▶ What you will do: What are the lines, written out exactly, from the one containing "in the response." to the end of the entries below? Include both ends and nothing more.
::::
PR #1531, opened 2023-04-15
fix: toast overload max size error

Fog3211:
## Fix the issue of no error prompt when the file size exceeds the limit.

image
image


boojack (approved):

PR #1550, opened 2023-04-16
Add auto collapse feature for all memos issue #1463

polyeung:
I added a auto collapse switch in preference setting,
image

By switching off, all memos will not collapse. If switching on, all memos that exceed certain words limit will collapse as usual.


CorrectRoadH (changes requested):
LGTM overall

polyeung:
Thanks for your reply! I have sorted out the style check :)

PR #1554, opened 2023-04-17
fix: the broken install docs link

m3nu:
I re-arranged the install docs a bit to separate them into Docker and hosted options:

https://usememos.com/docs

This also breaks the said link in the README. Most appropriate alternative would be this:

https://usememos.com/docs#installation


boojack (approved):
LGTM

PR #6068, opened 2026-07-06
feat: add group visibility and group selector for memos

gamesushi:
What does this PR do? This PR introduces a new "Group" visibility feature for memos. It allows users to restrict memo visibility to specific groups, expanding beyond the existing Private/Protected/Public options.

Key Changes:

Added GROUP visibility logic to the backend filter schema (internal/filter/schema.go).
Implemented a GroupSelector component in the frontend (MemoEditor) to allow users to select target groups when the visibility is set to Group (value 4).
Integrated the new selector with the updated CodeMirror editor architecture using useEditorSelector.
Why is this needed? To support community and team-based workflows where memos need to be shared only with specific predefined groups of users, rather than all registered users (Protected) or the public.


gamesushi:
Hi all,

I have addressed all the feedback and review comments:

1. **Database Transaction Atomicity**: Wrapped group creation and owner member insertion atomically within a transaction across SQLite, MySQL, and PostgreSQL drivers.
2. **Cascade Handling on Group Deletion**: Prevented orphan memos by explicitly updating their `group_id` to `NULL` when a group is deleted, and updated the latest database schemas with proper foreign key constraint definitions.
3. **Database Migration Fixes**: Corrected MySQL migration syntax for the reserved keyword `groups` and removed default value constraints on TEXT columns. Also fixed the SQLite migration unit test by providing a complete mocked schema.
4. **Backend Optimization & Security**: Moved validation logic outside of loops in `UpdateMemo`, and replaced in-memory post-filtering with CEL database-level filters for `ListMemos`, `ListAllUserStats`, and `GetUserStats`. This secures access and resolves potential pagination issues.
5. **SSE Concurrency Protection**: Fixed a potential data race in the SSE hub subscription by determining and passing user group IDs at client connection initialization.
6. **Frontend Enhancements & Type Safety**: Resolved TS casting issues (e.g., replaced `4 as any` with the generated `Visibility.GROUP` enum) and changed the `GroupSelector` to single-select mode.

Please let me know if there is anything else that needs adjustment. Thank you!

boojack:
@gamesushi Thanks for the contribution. Spaces (#6228, #6230, #6232) now cover the same core use case, so we’re closing this PR as superseded to avoid overlapping models.

PR #6085, opened 2026-07-12
fix: implement pagination for ListUsers API

Iyanuoluwa007:
## Summary

Implement pagination support for `ListUsers`.

### Changes

* Add support for `page_size` with:

  * default value of `50`
  * maximum value of `1000`
* Add support for `page_token` as an offset-based token.
* Return `next_page_token` when additional pages are available.
* Return `InvalidArgument` for malformed or out-of-range page tokens.
* Return paginated users instead of the full user list.
* Preserve `total_size` in the response.

### Notes

Pagination is currently implemented in memory because `store.FindUser` does not yet support database-level pagination or ordering. This can be improved in a future change.

### Tests Added

* `TestListUsersPagination`
* `TestListUsersInvalidPageToken`
* `TestListUsersPageTokenOutOfRange`

### Verification

```bash
go test ./server/router/api/v1/...
go test ./server/router/api/v1/test/...
gofmt -w server/router/api/v1/user_service.go
gofmt -w server/router/api/v1/test/user_service_test.go
```

### DIFF
--- a/server/router/api/v1/test/user_service_test.go
+++ b/server/router/api/v1/test/user_service_test.go
@@ -1,0 +1,98 @@
+package test
+
+import (
+	"context"
+	"fmt"
+	"testing"
+
+	"github.com/stretchr/testify/require"
+
+	v1pb "github.com/usememos/memos/proto/gen/api/v1"
+)
+
+func TestListUsersPagination(t *testing.T) {
+	ctx := context.Background()
+
+	ts := NewTestService(t)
::::
▶ Your solution:
* Preserve `total_size` in the response.

### Notes

Pagination is currently implemented in memory because `store.FindUser` does not yet support database-level pagination or ordering. This can be improved in a future change.

### Tests Added

* `TestListUsersPagination`
* `TestListUsersInvalidPageToken`
* `TestListUsersPageTokenOutOfRange`

### Verification

```bash
go test ./server/router/api/v1/...
go test ./server/router/api/v1/test/...
gofmt -w server/router/api/v1/user_service.go
gofmt -w server/router/api/v1/test/user_service_test.go
```

### DIFF
--- a/server/router/api/v1/test/user_service_test.go
+++ b/server/router/api/v1/test/user_service_test.go
@@ -1,0 +1,98 @@
+package test
+
+import (
+	"context"
+	"fmt"
+	"testing"
+
+	"github.com/stretchr/testify/require"
+
+	v1pb "github.com/usememos/memos/proto/gen/api/v1"
+)
+
+func TestListUsersPagination(t *testing.T) {
+	ctx := context.Background()
+
+	ts := NewTestService(t)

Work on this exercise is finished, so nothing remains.